[Dataset entries]
PR #1737, opened 2018-06-02
Change Warning about missing 640x480 interface art to a log statement

### LINKED ISSUE #1601: Load Screen 640 warning should be removed from FRED
The warning message "Warning: Mission: found an entry for $Load Screen 1024: but not a corresponding entry for $Load Screen 640:!" is functionally obsolete in 2018 as it is extremely unlikely that anyone will play FSO in such a low resolution.  Please suppress this warning.

Goober5000:
This turns the Warning about missing 640 interface art into a log print.  This applies to all instances of 640/1024 interface art that can be specified in FRED, e.g. loading screens, cbrief and briefing backgrounds, and ship/weapon selection backgrounds.

This fixes #1601.

### DIFF
--- a/code/mission/missionparse.cpp
+++ b/code/mission/missionparse.cpp
@@ -424,11 +424,11 @@ void parse_custom_bitmap(const char *expected_string_640, const char *expected_s
 	// error testing
 	if (Fred_running && (found640) && !(found1024))
 	{
-		Warning(LOCATION, "Mission: found an entry for %s but not a corresponding entry for %s!", expected_string_640, expected_string_1024);
+		nprintf(("General", "Mission: found an entry for %s but not a corresponding entry for %s!", expected_string_640, expected_string_1024));
 	}
 	if (Fred_running && !(found640) && (found1024))
 	{
-		Warning(LOCATION, "Mission: found an entry for %s but not a corresponding entry for %s!", expected_string_1024, expected_string_640);
+		nprintf(("General", "Mission: found an entry for %s but not a corresponding entry for %s!", expected_string_1024, expected_string_640));
 	}
 }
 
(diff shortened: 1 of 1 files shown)


code/mission/missionparse.cpp
```diff
@@ -424,11 +424,11 @@ void parse_custom_bitmap(const char *expected_string_640, const char *expected_s
 	// error testing
 	if (Fred_running && (found640) && !(found1024))
 	{
-		Warning(LOCATION, "Mission: found an entry for %s but not a corresponding entry for %s!", expected_string_640, expected_string_1024);
+		nprintf(("General", "Mission: found an entry for %s but not a corresponding entry for %s!", expected_string_640, expected_string_1024));
```
asarium: Isn't `nprintf(("General"` the same as `mprintf((`? If that is the case then maybe this should use `mprintf` instead.

Goober5000: I don't actually know.  There are plenty of `nprintf(("General"` statements throughout the codebase which have to do with parsing so that's why I used it.

Goober5000: There is an `nprintf(("Parse"` but it's only used by `display_parse_diagnostics()`.  What do you think of changing this to `Parse` and then opening a separate PR to change all applicable `mprintf` statements?

asarium: If it's a parse specific log message then "Parse" would be good too.

Goober5000: It's not as cut-and-dried as I thought, so I left the other `mprintf`s alone.  I don't think it matters whether this one is `nprintf(("General"` or `mprintf((`, but I changed it.

PR #1743, opened 2018-06-05
Respect trailing white space in tstrings.tbl strings

### LINKED ISSUE #1739: Small Localized Variable Problems
Because of the Discussion in #1730 i tested a bit with the Translated Variables and found some small problems during this.

In the modify-variable-xstr SEXP the default text is being used in the english language setting, even if the text in the tstrings.tbl under #default is different. This is different to the behavior the rest of the game has, because it prioritize the tstrings.tbl over every text in the tables and missions, most likely to be able to fix spelling errors for example without to change the mission and table files. So the default text from the SEXP should only be used if the ID is invalid or not given at all.

If a string have to be end with a space, because this string will be later concaternate with an Integer where the space is the seperator between them, the Space does not seem to be carried over.
In the translated version the concaternate Variable appears together without a seperator between.

[LocalVAR.zip](https://github.com/scp-fs2open/fs2open.github.com/files/2068764/LocalVAR.zip)
This is a small mod for that, which is based of a scenario from the first BtA: Mefistofele mission, where i encountered this problem.
In this mod, the text in #default of the tlc.tbm is different to the text in the modify-variable-xstr SEXP of the test mission.
And there is a german translated version of the variables as well.

Interestingly, one of the two concaternates variables shows the right behavior here even in the translated version. No idea why this is, because the second entry does not work as it should.

In the testing LocalVAR mission, you have to scan the Poseidon to show its Communication and Jump Drive Energy (which is static here). So there are two Variables, which were connected from a string and number variable.

asarium:
The current code drops trailing white space which can cause issues if
the translated string is used in concatenations. The retail tstrings.tbl
has some entries with white space at the end but since those strings are
not used for concatenations (or else this issue would have been found
earlier) this change should not cause issues there.

This fixes #1739.

### DIFF
--- a/code/localization/localize.cpp
+++ b/code/localization/localize.cpp
@@ -278,7 +278,6 @@ void parse_stringstbl_common(const char *filename, const bool external)
 			if (external) {
 				ignore_white_space();
 				get_string(buf, sizeof(buf));
-				drop_trailing_white_space(buf);
 			} else {
 				stuff_string(buf, F_RAW, sizeof(buf));
 			}


Goober5000:
I kinda don't like this idea.  Dropping trailing whitespace is pretty typical parsing behavior.

Why not add leading whitespace if a string is designed to be concatenated, or else add whitespace in the concatenation function itself?

asarium:
There are multiple problems here which all point towards the solution of not dropping trailing white space:
1. The string in `tstrings.tbl` is enclosed in `"` characters so it would be obvious to a table editor that a string has trailing whitespace. This does not drop invisible, unwanted trailing whitespace. Instead it removes characters that are explicitly added in the tstrings table.
2. The default string is used without removing the trailing white space so this means that there is inconsistent behavior when using a translated string as opposed to using the default language.

Goober5000:
I don't think 2) matters, but 1) definitely makes a difference.  If it's within the quotes, it makes sense not to trim it.

Issue #1210, opened 2017-02-10
Undefined Behavior Sanitizer errors


chief1983:
Ran the standalone server on a Gentoo box after compiling with the Undefined Behavior sanitizer enabled, and I ran across a few errors on startup.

Required work: Lines from the one that contains "Undefined Behavior Sanitizer errors" through the final line of the entries must be duplicated exactly, and no other lines.

Completed exercise:
Undefined Behavior Sanitizer errors


chief1983:
Ran the standalone server on a Gentoo box after compiling with the Undefined Behavior sanitizer enabled, and I ran across a few errors on startup.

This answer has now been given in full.